The lawn mower that is broken is in the garage. (Tells which one)

The lawn mower, which is broken, is in the garage. (Adds a fact about the only mower in question)

Ths use of which for that is common in written and spoken language (“Let us now go even unto Bethlehem, and see this thing which is come to pass.”) Occasionally which seems preferable to that, as in the sentence from the Bible. But it would be a convenience to all if these two pronouns were used with precision.

So it looks like Strunk and White agree with the judge as a preference, but acknowledge that actual usage is less precise. Note the presence of commas. There is more about this in Strunk and White‘s Rule 3:

3. Enclose parenthetic expressions between commas.

[…]

Nonrestrictive relative clauses are parenthetic, as are similar clauses introduced by conjunctions indicating time or place. Commas are therefore needed. A non-restrictive clause is one that does not serve to identify the defining antecedent noun.
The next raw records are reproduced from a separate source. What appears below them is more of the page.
PR #371, opened 2019-12-21
Use latest azure-wheel-helper, add Python 3.8

henryiii:
This now uses git subtree to make this easier to maintain. The build system is being synced with the other Scikit-HEP projects.

This also adds Python 3.8.

We might consider adding optional PEP 517 builds and using Setuptools's built-in Cython support in the future. But not right now (PyJet/NumPythia are testing that first).


henryiii:
Note: I think this needs to be "normally" merged, as git rebase tends to break git subtree.

HDembinski:
Thank you for the update!

PR #1029, opened 2024-08-25
Fix ROOT version in docs

HDembinski:


HDembinski:
The implemented "fix" does not work, this needs more research to get the right root version on the CI build machine automatically.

The audience, which had at first been indifferent, became more and more interested.

In 1769, when Napolleon was born, Corsica had but recently been acquired by France.

Nether Stowey, where Coleridge wrote The Rime of the Ancient Mariner, is a few miles from Bridgewater.

In these sentences, the clauses introduced by which, when, and where are nonrestrictive; they do not limit or define, the merely add something. In the first example, the clause introduced by which does not serve to tell which of several possible audiences is meant; the reader presumably knows that already. The clause adds, parenthetically, a statement supplementing that in the main clause. Each of the three sentences is a combination of two statements that might have been made independently.

The audience was at first indifferent. Later it became more and more interested.

Napoleon was born in 1769. At the time Corsica had but recently been acquired by France.

Coleridge wrote The Rime of the Ancient Mariner at Nether Stowey. Nether Stowey is a few miles from Bridgewater.

Restrictive clauses, by contrast, are not parenthetic and are not set off by commas. Thus,

People who live in glass houses shouldn’t throw stones.

Here the clause introduce by who does serve to tell which people are meant; the sentence, unlike the sentences above, cannot be split into two independent statements.

So, although there is a rule regarding the use of that and which, the rule is not as firm as the use of commas to set off the nonrestrictive clause. I would say that the use of commas is definitive. Actually, the definitive test is whether the sentence can be split into two independent sentences, but I think that’s what Lammers is trying to prove: That the statute’s language does not allow for the sentence to be split, as evidenced by the use of punctuation and relative pronouns.

If I had to make this argument, I would argue that the commas are the definitive indicator, and that which is sometimes used to introduce restrictive clauses in flowery language such as the Bible or, presumably, statutes. Since Strunk and White is practically the catechism of modern English writing style, my argument would probably convince an English teacher, but I don’t know if it will help with a judge.